Not my thing. I'd prefer the natural look.


----------



## probably offline (Oct 8, 2012)

diamondheart89 said:


> eugh. Reminds me of cattle.
> 
> 
> 
> ...


:idea


----------



## ShatteredGlass (Oct 12, 2012)

I don't really like them on anybody. I like eyebrow, ear, and lip piercings way more.


----------



## DanTheOutlaw (May 29, 2014)

I don't want one but on another note, I once had an operation because I had a deviated septum.


----------



## SvanThorXx (Jun 27, 2014)

I think there are some people who look nice in them and others who don't. Kind of like with any hair color or article of clothing.


----------



## Cenarius (Aug 2, 2014)

diamondheart89 said:


> Unless you want someone to put a rope in it and lead you around, please don't.


That is exactly what I think about when I see a girl with septum, hooking a leash to it and walking her home. Hot.

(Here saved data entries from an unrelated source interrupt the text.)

PR #7313, opened 2020-06-10
remove some references to memcached

kdelee:
AFAIK we removed memcached depedency but I still see lots of references to it....this is a start but there are a good number of other references at least in comments + docs. Would be good to go ahead and clear up what that code is now doing if it is not using memcached


rebeccahhh (approved):
I think this is an excellent start

ryanpetrello (approved):

PR #7317, opened 2020-06-10
Force containers in k8s to run under root group

shanemcd:
Normally containers belong to the 'root' group, but for some reason the downstream red hat scl redis image only belongs to the 'redis' group by default. This fixes that.


ryanpetrello (approved):

ghjm:
Nicely done

PR #7319, opened 2020-06-10
Remove active_counts_by_org

wenottingham:
I was trying to parse the difference between this and the
(directly above) org_active_count from the comment, and then I
grepped and realized this function appears unused.


ryanpetrello (approved):
Yep, this does look unused.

I wonder if I could use that as a pickup line sometime, maybe on the hottie behind the counter in hot topic


----------



## Szeth (Jul 5, 2014)

diamondheart89 said:


> eugh. Reminds me of cattle.
> 
> 
> 
> ...


So I guess you shouldn't pierce your ears either, unless you want someone to put a tag on them like cattle? Septum piercings look much better on people than they do on cows, I don't think most of us defer to cattle on what piercings to get or avoid :b


----------



## diamondheart89 (Mar 21, 2011)

Szeth said:


> So I guess you shouldn't pierce your ears either, unless you want someone to put a tag on them like cattle? Septum piercings look much better on people than they do on cows, I don't think most of us defer to cattle on what piercings to get or avoid :b


I'm fine with ear piercings, I just have an irrational fear/hatred of septum piercings. :b


----------



## Szeth (Jul 5, 2014)

diamondheart89 said:


> I'm fine with ear piercings, I just have an irrational fear/hatred of septum piercings. :b


Aww, that makes you prejudiced then. Fine be that way, I think all piercings are acceptable... except bridge piercings, everyone knows how stupid those are.


----------



## diamondheart89 (Mar 21, 2011)

Szeth said:


> Aww, that makes you prejudiced then. Fine be that way, I think all piercings are acceptable... except bridge piercings, everyone knows how stupid those are.


:yes

Word.


----------



## 505473 (Jul 26, 2014)

I think they look cool.


----------



## McFly (Jul 15, 2014)

I prefer nose studs and lip rings.


----------



## DarrellLicht (Mar 9, 2013)

One of my favorite fictional characters rocks 'em.. No issues here.


----------



## Evo1114 (Dec 9, 2012)

They're dumb. My brother had one in the middle like that bull picture above. It looked absurd. Good luck getting a good job with that thang.


----------



## zomgz (Aug 17, 2009)

Not for me but I like them on other people.


----------



## Bbpuff (Sep 1, 2010)

I've always preferred the horse shoe jewelry opposed to the ring one. But either looks nice as long as it isn't too big. I really love septum piercings, and I would get it myself, but I don't think I could pull it off.


----------



## typemismatch (May 30, 2012)

What's the point of them exactly? Other than the rope thing.


----------



## Amphoteric (Sep 11, 2011)

typemismatch said:


> What's the point of them exactly? Other than the rope thing.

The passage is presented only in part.